Data extract: Begin
PR #2762, opened 2021-10-29
Test Cypress console output

### LINKED ISSUE #2471: Add tests to interact with component and check for console output
To be done after: #2472

Very straightforward task to add:

```
Cypress.on('window:before:load', (win) => {
  cy.spy(win.console, 'error')
  cy.spy(win.console, 'warn')
})

afterEach(() => {
  cy.window().then((win) => {
    expect(win.console.error).to.have.callCount(0)
    expect(win.console.warn).to.have.callCount(0)
  })
})
```

to [support/index.ts](https://github.com/Royal-Navy/design-system/blob/master/packages/react-component-library/cypress/support/index.ts)

The final piece of this could be to remove `useInputValue.ts` and this change will provide the coverage.

thyhjwb6:
## Related issue
Closes #2471 

## Overview
Checks the console output for errors each time a command is run. As we add to the Cypress test suite we will have more coverage and less chance that unhandled errors split through. 

## Reason
Unhandled errors were slipping through.

## Work carried out
- [x] Add check

### DIFF
--- a/packages/react-component-library/cypress/support/consoleErrors.ts
+++ b/packages/react-component-library/cypress/support/consoleErrors.ts
@@ -1,0 +1,21 @@
+import { Cypress, cy } from 'local-cypress'
+
+function check() {
+  let stub
+
+  Cypress.on('window:before:load', (win) => {
+    stub = cy.stub(win.console, 'error')
+  })
+
+  Cypress.on('command:end', () => {
+    if (stub && stub.called) {
+      chai
+        .expect(stub, 'There should be no console errors')
+        .to.have.callCount(0)
+    }
+  })
+}
+
+export default {
+  check,
+}
--- a/packages/react-component-library/cypress/support/index.ts
+++ b/packages/react-component-library/cypress/support/index.ts
@@ -1,25 +1,4 @@
-// ***********************************************************
-// This example support/index.js is processed and
-// loaded automatically before your test files.
-//
-// This is a great place to put global configuration and
-// behavior that modifies Cypress.
-//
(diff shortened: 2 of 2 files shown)


packages/react-component-library/cypress/support/consoleErrors.ts
```diff
@@ -0,0 +1,19 @@
...
+function check() {
+  let stub
+
+  Cypress.on('window:before:load', (win) => {
+    stub = cy.stub(win.console, 'error')
+  })
+
+  Cypress.on('command:end', () => {
+    if (stub) {
+      chai.expect(stub, 'There are console errors').to.have.callCount(0)
```
jpveooys: I wonder if a message like 'There should be no console errors' would be clearer in the Cypress log?

image

packages/react-component-library/cypress/support/consoleErrors.ts
```diff
@@ -0,0 +1,19 @@
...
+
+function check() {
+  let stub
+
+  Cypress.on('window:before:load', (win) => {
+    stub = cy.stub(win.console, 'error')
+  })
+
+  Cypress.on('command:end', () => {
+    if (stub) {
```
jpveooys: It does seem a little bit spammy when there aren't any errors. Could add in ` && stub.called` here so it doesn't log anything on success (a bit of a cheat of course).

jpveooys (commented):
Nice :+1: 

Just a couple of small comments.

jpveooys (approved):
Data extract: End
## Task description
A word-for-word copy of the data is what should be returned.

## Response for this exercise
PR #2762, opened 2021-10-29
Test Cypress console output

### LINKED ISSUE #2471: Add tests to interact with component and check for console output
To be done after: #2472

Very straightforward task to add:

```
Cypress.on('window:before:load', (win) => {
  cy.spy(win.console, 'error')
  cy.spy(win.console, 'warn')
})

afterEach(() => {
  cy.window().then((win) => {
    expect(win.console.error).to.have.callCount(0)
    expect(win.console.warn).to.have.callCount(0)
  })
})
```

to [support/index.ts](https://github.com/Royal-Navy/design-system/blob/master/packages/react-component-library/cypress/support/index.ts)

The final piece of this could be to remove `useInputValue.ts` and this change will provide the coverage.

thyhjwb6:
## Related issue
Closes #2471 

## Overview
Checks the console output for errors each time a command is run. As we add to the Cypress test suite we will have more coverage and less chance that unhandled errors split through. 

## Reason
Unhandled errors were slipping through.

## Work carried out
- [x] Add check

### DIFF
--- a/packages/react-component-library/cypress/support/consoleErrors.ts
+++ b/packages/react-component-library/cypress/support/consoleErrors.ts
@@ -1,0 +1,21 @@
+import { Cypress, cy } from 'local-cypress'
+
+function check() {
+  let stub
+
+  Cypress.on('window:before:load', (win) => {
+    stub = cy.stub(win.console, 'error')
+  })
+
+  Cypress.on('command:end', () => {
+    if (stub && stub.called) {
+      chai
+        .expect(stub, 'There should be no console errors')
+        .to.have.callCount(0)
+    }
+  })
+}
+
+export default {
+  check,
+}
--- a/packages/react-component-library/cypress/support/index.ts
+++ b/packages/react-component-library/cypress/support/index.ts
@@ -1,25 +1,4 @@
-// ***********************************************************
-// This example support/index.js is processed and
-// loaded automatically before your test files.
-//
-// This is a great place to put global configuration and
-// behavior that modifies Cypress.
-//
(diff shortened: 2 of 2 files shown)


packages/react-component-library/cypress/support/consoleErrors.ts
```diff
@@ -0,0 +1,19 @@
...
+function check() {
+  let stub
+
+  Cypress.on('window:before:load', (win) => {
+    stub = cy.stub(win.console, 'error')
+  })
+
+  Cypress.on('command:end', () => {
+    if (stub) {
+      chai.expect(stub, 'There are console errors').to.have.callCount(0)
```
jpveooys: I wonder if a message like 'There should be no console errors' would be clearer in the Cypress log?

image

packages/react-component-library/cypress/support/consoleErrors.ts
```diff
@@ -0,0 +1,19 @@
...
+
+function check() {
+  let stub
+
+  Cypress.on('window:before:load', (win) => {
+    stub = cy.stub(win.console, 'error')
+  })
+
+  Cypress.on('command:end', () => {
+    if (stub) {
```
jpveooys: It does seem a little bit spammy when there aren't any errors. Could add in ` && stub.called` here so it doesn't log anything on success (a bit of a cheat of course).

jpveooys (commented):
Nice :+1: 

Just a couple of small comments.

jpveooys (approved):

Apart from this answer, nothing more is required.